Differences from the proposal, decided during implementation and review:

  • Generation, not ResourceVersion, keys change detection (TriggerGen/FnGens rather than the proposed TriggerRV/FnRVs): the reconcilers run behind GenerationChangedPredicate, so the resync must use the same notion of "changed" — RV keying would have counted every status-only write (the router's own conditions, the executor's function readiness) as drift and rebuilt a handler per pass.
  • A failed materialize is sticky: the drained condition batch is re-queued, a dirty flag stays set, and the resync loop re-signals until a build succeeds; fission_router_mux_materialize_failures_total and fission_router_route_resync_failures_total make the materializer's and the drift guard's own failure modes alertable (review finding — a consumed signal must not strand table state out of the served mux).
  • An unresolved-trigger index keeps the trigger→function edge alive when the function does not exist yet, so the function's create event re-admits the route immediately via the cascade (the trigger-before-function apply ordering would otherwise wait for the next resync).
  • Conflict losers are guarded on the apply path too: the NoChange/HandlerSwapped condition write consults the shadow set, so a weight tick or resync pass cannot flip a shadowed trigger back to RouteAdmitted=True (review finding).
  • The routes gauge shipped as fission_router_routes (promlinter: _total implies a counter).
  • A second registration-level fix fell out of the no-flap race test: gorilla's Route.Methods() uppercases the slice it is handed in place, so the legacy path had been silently mutating informer-owned trigger objects; both paths now clone per registration.
  • FunctionNotFound became an explicit RouteAdmitted=False reason — previously an unresolvable trigger 404'd while its condition claimed the route was admitted.

The escape hatch (ROUTER_INCREMENTAL_ROUTES=false, chart router.incrementalRoutes) ships active for this release with the v1.34 CI leg pinned to it (the same leg that pins the RFC-0002 legacy data plane), and is scheduled for removal one release later.

Risks (top 3, with mitigations)

  1. Phase-3 matching-semantics regressions (encoded paths / UseEncodedPath, the exact+prefix/ dual-registration boundary that prevents /foo matching /foobar, 405-vs-404, host matching).
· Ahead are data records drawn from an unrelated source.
PR #2305, opened 2022-06-01
[refactor] #1896: Simplify `produce_event` implementation

### LINKED ISSUE #1896: Investigate what happens when events sender is not configured
This [piece of code](https://github.com/hyperledger/iroha/blob/iroha2-dev/core/src/wsv.rs#L223) in `core/src/wsv.rs` should be investigated:
```rs
    fn produce_events(&self, events: impl IntoIterator<Item = DataEvent>) {
        let events = events.into_iter().map(Event::from);
        let events_sender = if let Some(sender) = &self.events_sender {
            sender
        } else {
            return warn!("wsv does not equip an events sender");
        };
        for event in events {
            drop(events_sender.send(event))
        }
    }
```

I can't say why this compiles, maybe it `panics` inside the macro. Probably an error should be returned or events just dropped

Erigara:

### Description of the Change

Issue #1896 occured because `produce_event` function has misleading statement: 

```rust
return warn!("wsv does not equip an events sender");
```
So to avoid confusion it was decided to refactor `produce_event`.

### Issue

Resolves #1896.

### Benefits

No confusion.

### Possible Drawbacks

None.

### Alternate Designs

Firstly alternative `produce_event` implementation was considered, but clippy rejects it.

Clippy error: ```error: use Option::map_or_else instead of an if let/else```

Alternative implementation: 

```rust
/// Send [`Event`]s to known subscribers.
fn produce_event(&self, event: impl Into<Event>) {
    if let Some(events_sender) = &self.events_sender {
        drop(events_sender.send(event.into()));
    } else {
        warn!("wsv does not equip an events sender");
    }
}
```

### DIFF
--- a/core/src/wsv.rs
+++ b/core/src/wsv.rs
@@ -307,13 +307,14 @@ impl<W: WorldTrait> WorldStateView<W> {
 
     /// Send [`Event`]s to known subscribers.
     fn produce_event(&self, event: impl Into<Event>) {
-        let events_sender = if let Some(sender) = &self.events_sender {
-            sender
-        } else {
-            return warn!("wsv does not equip an events sender");
-        };
-
-        drop(events_sender.send(event.into()))
+        self.events_sender.as_ref().map_or_else(
+            || {
+                warn!("wsv does not equip an events sender");
+            },
+            |events_sender| {
+                drop(events_sender.send(event.into()));
+            },
+        )
     }
 
     /// Tries to get asset or inserts new with `default_asset_value`.


pesterev (approved):
LGTM

core/src/wsv.rs
```diff
@@ -307,13 +307,14 @@ impl<W: WorldTrait> WorldStateView<W> {
...
     /// Send [`Event`]s to known subscribers.
     fn produce_event(&self, event: impl Into<Event>) {
-        let events_sender = if let Some(sender) = &self.events_sender {
-            sender
-        } else {
-            return warn!("wsv does not equip an events sender");
-        };
-
-        drop(events_sender.send(event.into()))
+        self.events_sender.as_ref().map_or_else(
```
appetrosyan, line 310: So how exactly does this resolve the issue?

mversic: There was no issue to begin with. The initial code was not understandable (to me) so I thought there must be some quirk with the tracing crate

s8sato: Personally, I prefer [early returns](https://doc.rust-lang.org/rust-by-example/error/result/early_returns.html) to avoid nesting

mversic: > Personally, I prefer [early returns](https://doc.rust-lang.org/rust-by-example/error/result/early_returns.html) to avoid nesting

I think we can all agree in favor of early returns

Erigara: > Personally, I prefer [early returns](https://doc.rust-lang.org/rust-by-example/error/result/early_returns.html) to avoid nesting

I agree that early returns are great to avoid nesting, but in this case we have the same level of nesting.
In my opinion, the problem with initial code was that [return](https://doc.rust-lang.org/std/keyword.return.html) is usually used to return some value from function, but in this case we combine it with `warn` macro that is not supposed to return any value.

Issue #2225, opened 2022-05-18
Fix benchmarks


appetrosyan:
## MWE

run 

```
cargo bench
```

## Expected

Works

## Actual 

Error messages in logs complaining about not being able to find `alice@1@wonderland`.

s8sato:
Disambiguation.
If this issue refers to WARN logs such as below on running `cargo bench --bench tps-dev`, then #2078 is responsible for it. This occurs when the `interval_us_per_tx` configuration is too short.

![image](https://user-images.githubusercontent.com/49983831/171624756-9d836e7d-f7fc-4ebf-adbd-0d951f469575.png)
![image](https://user-images.githubusercontent.com/49983831/171624773-5773425e-aa78-4f98-bac6-a1345b6a64e1.png)

Apart from that, I found another issue by accident. The `tps-dev` benchmark seems to have broken at some point since #1963. As of efa9a35692a949707ae0752119e4c4a1a08342a1, it fails with
```
thread 'main' panicked at 'The block is not yet in WSV. Need more sleep?', client/benches/tps/lib.rs:94:22
```
message, which would not be resolved by increasing [the sleep](https://github.com/hyperledger/iroha/blob/efa9a35692a949707ae0752119e4c4a1a08342a1/client/benches/tps/lib.rs#L80) (at least in 32 seconds, I've confirmed). This means the same number of blocks as the configuration are never applied to WSV. One possible cause is that the event counters are detecting more events than the actual number of blocks committed, and exiting prematurely

s8sato:
I think so too. Created #2310

SamHSmith:
I believe this is actually a consensus issue. It is probably the case that sumeragi currently can't handle high load due to some bug. This bug is however only triggered during the benchmark since it is the only time sumeragi is put under high tx load.

appetrosyan:
Related #2078

SamHSmith:
This issue no longer happens and so it can be closed.

PR #2306, opened 2022-06-01
[fix] #2225: Fix benchmarks

ales-tsurko:

### Description of the Change

I've changed the waiting time (`thread::sleep`) for blocks to appear in WSV. The value is twice bigger, so I expect it will work on machines twice slower.

### Issue

As described in the ticket, `cargo bench` panicked. It turned out the panic caused by too little time of waiting for blocks to appear in WSV.

### Benefits

It should fix the bug.

### Possible Drawbacks

The needed time may vary from machine to machine. As for now I don't know how everything works exactly, I can only guess that it's because of the time of blocks validation. So it may fail on slower machines, and then we need to increase the value again. Also, it slows down the benchmarks.

None.

We may provide an optional config for benchmarks through an environment variable, for example, with the sleep time.

### DIFF
--- a/client/benches/tps/lib.rs
+++ b/client/benches/tps/lib.rs
@@ -77,7 +77,7 @@ impl Config {
         }
         // END
         let elapsed_secs = timer.elapsed().as_secs_f64();
-        thread::sleep(core::time::Duration::from_secs(2));
+        thread::sleep(core::time::Duration::from_secs(4));
         let blocks_out_of_measure = 1 + 2 * self.peers;
         let mut blocks = network
             .genesis


s8sato (commented):
- I can't reproduce the error in issue #2225. Is the panic message you find the same as the original issue?

- Apart from that, it seems that the `tps-dev` benchmark has indeed broken at some point since #1963. As of efa9a35692a949707ae0752119e4c4a1a08342a1, no matter how long I [wait](https://github.com/hyperledger/iroha/blob/efa9a35692a949707ae0752119e4c4a1a08342a1/client/benches/tps/lib.rs#L80) (at least in 32 seconds, I've confirmed that it fails. It's abnormal) the same number of blocks as the configuration are never applied to WSV:
    ```
    thread 'main' panicked at 'The block is not yet in WSV. Need more sleep?', client/benches/tps/lib.rs:94:22
    ```
    One possible cause is that the event counters are detecting more events than the actual number of blocks committed, and exiting prematurely

client/benches/tps/lib.rs
```diff
@@ -77,7 +77,7 @@ impl Config {
         }
         // END
         let elapsed_secs = timer.elapsed().as_secs_f64();
-        thread::sleep(core::time::Duration::from_secs(2));
+        thread::sleep(core::time::Duration::from_secs(4));
```
s8sato, line 80:
```suggestion
        thread::sleep(core::time::Duration::from_secs(self.block_apply_lag_secs));
```
and add the corresponding to the configuration

ales-tsurko:
> * I can't reproduce the error in issue #2225. Is the panic message you find the same as the original issue?

Well, I have the warnings described in the issue, but they aren't the cause of the panic, which is actually the one you described below.

> * Apart from that, it seems that the `tps-dev` benchmark has indeed broken at some point since #1963. As of [efa9a35](https://github.com/hyperledger/iroha/commit/efa9a35692a949707ae0752119e4c4a1a08342a1), no matter how long I [wait](https://github.com/hyperledger/iroha/blob/efa9a35692a949707ae0752119e4c4a1a08342a1/client/benches/tps/lib.rs#L80) (at least in 32 seconds, I've confirmed that it fails. It's abnormal) the same number of blocks as the configuration are never applied to WSV:
>   ```
>   thread 'main' panicked at 'The block is not yet in WSV. Need more sleep?', client/benches/tps/lib.rs:94:22
>   ```
>   
>   
>       
>         
>       
>   
>         
>       
>   
>       
>     
>   One possible cause is that the event counters are detecting more events than the actual number of blocks committed, and exiting prematurely

Hmm Then changing this value won't fix anything. Will investigate further then. Thanks!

Mitigation: differential fuzz, shadow mode with a machine-checked zero-mismatch bar, default-gorilla gate — this risk is precisely why phase 3 is conditional.
  2. Table/cache drift: a missed or misordered event leaves a stale route serving or a live trigger 404ing, where today's full rebuild self-heals every event. Mitigation: periodic full-resync diff with a drift metric (zero-in-CI acceptance), controller-runtime requeue semantics preserved.
  3. Phase-2 overlap-winner flips for users unknowingly relying on accidental registration order. Mitigation: RouteConflict conditions surface every affected trigger before and after; release note; escape hatch active for that release.